**Activity**
Print the range of lines that opens with the line containing "routeToOnboarding = (): void" and closes with the last line of the listing. Include both ends; print nothing more.
┄┄┄┄┄┄┄┄┄┄
PR #5765, opened 2023-05-01
feat: [#184998185] marketing-calendar-welcome-landing-page

AnJuHyppolite:
## Description

As a user visiting navigator.business.nj.gov/welcome, when viewing the welcome page, only the ‘Get Started’ and ‘File for Taxes’ tiles appear. 

### Ticket

[#184998185](https://www.pivotaltracker.com/story/show/184998185)

### Approach

N/A

### Steps to Test

Upon visiting navigator.business.nj.gov/welcome, when viewing the welcome page, only the ‘Get Started’ and ‘File for Taxes’ tiles appear. 

### Notes

Refactored `LandingPageTiles.tsx` and `LandingPageSlider.tsx` to ensure DRY code and use of props to create one source of truth for the tiles.

## Code author checklist

### DIFF
--- a/web/src/components/LandingPageSlider.tsx
+++ b/web/src/components/LandingPageSlider.tsx
@@ -1,10 +1,7 @@
 import { LandingPageActionTile } from "@/components/LandingPageActionTile";
 import { Icon } from "@/components/njwds/Icon";
-import { useConfig } from "@/lib/data-hooks/useConfig";
-import { QUERIES, ROUTES, routeWithQuery } from "@/lib/domain-logic/routes";
-import analytics from "@/lib/utils/analytics";
+import { ActionTile } from "@/lib/types/types";
 import { useMountEffect } from "@/lib/utils/helpers";
-import { useRouter } from "next/router";
 import { ReactElement, useRef, useState } from "react";
 import Slider, { CustomArrowProps } from "react-slick";
 
@@ -23,9 +20,11 @@ function PrevArrow(props: CustomArrowProps): ReactElement {
   );
 }
 
-export const LandingPageSlider = (): ReactElement => {
-  const router = useRouter();
-  const { Config } = useConfig();
+interface Props {
+  actionTiles: ActionTile[];
+}
+
+export const LandingPageSlider = (props: Props): ReactElement => {
   const [activeTile, setActiveTile] = useState(0);
   const [slideBreakPoint, setSlideBreakPoint] = useState(7);
   const cardRef = useRef<null | HTMLDivElement>(null);
@@ -53,18 +52,6 @@ export const LandingPageSlider = (): ReactElement => {
       window.removeEventListener("resize", handleResize);
     };
   });
-
-  const routeToOnboarding = (): void => {
-    router.push(ROUTES.onboarding);
-    analytics.event.landing_page_hero_get_started.click.go_to_onboarding();
-  };
-
-  const setFlowAndRouteUser = (flow: "starting" | "out-of-state" | "up-and-running"): void => {
-    routeWithQuery(router, {
-      path: ROUTES.onboarding,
┄┄┄┄┄┄┄┄┄┄
**Written solution**
-  const routeToOnboarding = (): void => {
-    router.push(ROUTES.onboarding);
-    analytics.event.landing_page_hero_get_started.click.go_to_onboarding();
-  };
-
-  const setFlowAndRouteUser = (flow: "starting" | "out-of-state" | "up-and-running"): void => {
-    routeWithQuery(router, {
-      path: ROUTES.onboarding,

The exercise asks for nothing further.